PR #459, opened 2022-05-26
tbcheck ussd update

Buhle79:


src/ussd_tb_check.js
```diff
@@ -660,7 +660,12 @@ go.app = function () {
       return new JsonApi(self.im)
         .post(self.im.config.healthcheck.url + "/v2/tbcheck/", payload)
         .then(
-          function () {
+          function (response) {
+            self.im.user.answers = {
```
erikh360: Won't his overwrite the whole answers object with a new one? I think it's better to set each value separately

src/ussd_tb_check.js
```diff
@@ -691,40 +695,226 @@ go.app = function () {
         question: text,
         error: error,
         accept_labels: true,
-        choices: [new Choice("state_show_results", $("See Results"))],
+        choices: [new Choice("state_display_arm_message", $("See Results"))],
       });
     });
 
-    self.states.add("state_show_results", function (name) {
```
erikh360, line 698: Shouldn't we still show the original message if study is not active yet and arm is empty?

src/ussd_tb_check.js
```diff
@@ -691,40 +695,226 @@ go.app = function () {
...
+    self.states.add("state_display_arm_message", function (name) {
       var answers = self.im.user.answers;
-      var risk = self.calculate_risk();
-      var text = $(
-        "You don't need a TB test now, but if you develop cough, fever, weight loss " +
-          "or night sweats visit your nearest clinic."
-      );
+      var arm = answers.group_arm;
+      return self.states.create("state_" + arm);
```
erikh360: This can be one line if we only use the arm in the one place.

erikh360 (commented):
Looks good so far, just a few comments.

Please also make sure you have tests around all the new states to see that the flow is correct.

src/ussd_tb_check.js
Buhle79: @erikh360 Which one is the original message ?

src/ussd_tb_check.js
Buhle79: Oh yes it does override it thanks.

src/ussd_tb_check.js
```diff
@@ -660,7 +660,14 @@ go.app = function () {
       return new JsonApi(self.im)
         .post(self.im.config.healthcheck.url + "/v2/tbcheck/", payload)
         .then(
-          function () {
+          function (response) {
+            answers.group_arm = response.data.tbconnect_group_arm.toLowerCase();
+            answers.tbcheck_id = response.data.id;
+            /*self.im.user.answers = {
```
erikh360: Can we remove this completely please.

erikh360 (approved):
just the one small comment

PR #464, opened 2022-07-14
skip address questions

Buhle79:


bearnard:
Looks good, before we merge we should test that the healthcheck app serializer validation works locally at least

bearnard:
👍 nice!

PR #465, opened 2022-07-19
changed validation for existing province

Buhle79:


test/ussd_tb_check.test.js
```diff
@@ -801,6 +802,14 @@ describe("ussd_tb_check app", function () {
         })
         .run();
     });
+    it("should skip the state for users who already have province", function () {
```
bearnard: add and are from activation `skip_location_2022`

bearnard:
👍

PR #583, opened 2023-08-01
Move pending msisdn change trigger + add confirm

erikh360:
There won't be an active subscription on the new msisdn until after its confirmed so we need to move the check to the no active subscription branch.


go-app-ussd_popi_rapidpro.js
```diff
@@ -301,6 +301,18 @@ go.app = function() {
                 });
         });
 
+        self.states.add("state_msisdn_change_completed", function(name) {
```
erikh360, line 304: Adding this state to give the flow a chance to do the actual switch, then back to state start to get the updated contact.

Buhle79 (commented):
+1

PR #587, opened 2023-08-02
Use prebirth messaging field to check for prebirth instead of edd field

DevChima:
- Use prebirth messaging field to check for prebirth instead of the EDD date field.
     This is necesary because we do not clear EDD when we do a baby switch from prebirth to postbirth.

- Also the EDD siwtch confirmation message shows the new EDD as Datetime where as we only want to see the date.

### DIFF
--- a/go-app-ussd_popi_rapidpro.js
+++ b/go-app-ussd_popi_rapidpro.js
@@ -44,6 +44,53 @@ go.Hub = function() {
     return Hub;
 }();
 
+go.Engage = function() {
+    var vumigo = require('vumigo_v02');
+    var events = vumigo.events;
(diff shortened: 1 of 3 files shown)


go-app-ussd_popi_rapidpro.js
```diff
@@ -44,6 +44,53 @@ go.Hub = function() {
     return Hub;
 }();
 
+go.Engage = function() {
```
erikh360: We shouldn't have this block in here at all, maybe do a pull to update your gruntfile

erikh360 (commented):
+1 if you fix the comment

PR #595, opened 2023-09-05
Add new_wa_id to msisdn change

DevChima:
Contacts who go through the nosim_msisdn_change route would not have the new_wa_id sent to Rapidpro.
It wasn't part of the payload even though the RP flow expects it. 

This pr adds it to the list so it gets sent to RP.


erikh360 (approved):
Very nice! 🍰

PR #596, opened 2023-09-05
Add sms disabled flag clinic reg

erikh360:
Looks big but its just the new rapidpro function duplicated in all the go-* files.


DevChima:
Cool. This is the endpoint that lists globals right

erikh360:
@DevChima yes, so we only have to change the config in one place to disable

DevChima:
> @DevChima yes, so we only have to change the config in one place to disable

Super!

PR #608, opened 2023-10-16
Tbh 710 bug missing screen after language selection

Buhle79:


DevChima:
After adding tests, if it pass then 👍

PR #626, opened 2023-11-07
add test to check that research consent is undefined

Hlamallama:


erikh360 (commented):
I think we'll also want to test that the payload after the check is correct because isn't that where the code changed?

Buhle79 (approved):

PR #643, opened 2024-08-15
Fix EDD and DoB display for change info

Buhle79:


go-app-ussd_popi_rapidpro.js
```diff
@@ -478,14 +478,28 @@ go.app = function() {
...
+             else {
+                context = {
+                    dobs: _.map(_.filter([
+                        new moment(baby_dob1),
+                        new moment(baby_dob2),
+                        new moment(baby_dob3),
+                    ], _.method("isValid")), _.method("format", "DD-MM-YYYY")).join(", ") || $("None")
+                 };
+             }
+
```
DevChima, line 502: @Buhle79 I now remember why we didn't consider a (dob but no edd) option because a contact with dob would have an edd and at the time we weren't clearing the edd field in RP (not sure if we now do). But it's good to have this check.

DevChima (approved):
Looks good. I was going to ask that you add one more test with edd, dob1, dob2 and dob3 but I see it's already there as an old test and it still works.

PR #646, opened 2024-10-28
users can now register a baby on day of birth

Mudiwa66:


Mudiwa66:
I had to change some test cases

erikh360 (approved):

+-------+

▸ DIRECTIONS FOR THIS TASK
Extract exactly and only the lines above from the line containing "erikh360, line 304: Adding" through the line containing "PR #595, opened 2023-09-05", both end lines included.

▸ ANSWER FOR THE TASK
erikh360, line 304: Adding this state to give the flow a chance to do the actual switch, then back to state start to get the updated contact.

Buhle79 (commented):
+1

PR #587, opened 2023-08-02
Use prebirth messaging field to check for prebirth instead of edd field

DevChima:
- Use prebirth messaging field to check for prebirth instead of the EDD date field.
     This is necesary because we do not clear EDD when we do a baby switch from prebirth to postbirth.

- Also the EDD siwtch confirmation message shows the new EDD as Datetime where as we only want to see the date.

### DIFF
--- a/go-app-ussd_popi_rapidpro.js
+++ b/go-app-ussd_popi_rapidpro.js
@@ -44,6 +44,53 @@ go.Hub = function() {
     return Hub;
 }();
 
+go.Engage = function() {
+    var vumigo = require('vumigo_v02');
+    var events = vumigo.events;
(diff shortened: 1 of 3 files shown)


go-app-ussd_popi_rapidpro.js
```diff
@@ -44,6 +44,53 @@ go.Hub = function() {
     return Hub;
 }();
 
+go.Engage = function() {
```
erikh360: We shouldn't have this block in here at all, maybe do a pull to update your gruntfile

erikh360 (commented):
+1 if you fix the comment

PR #595, opened 2023-09-05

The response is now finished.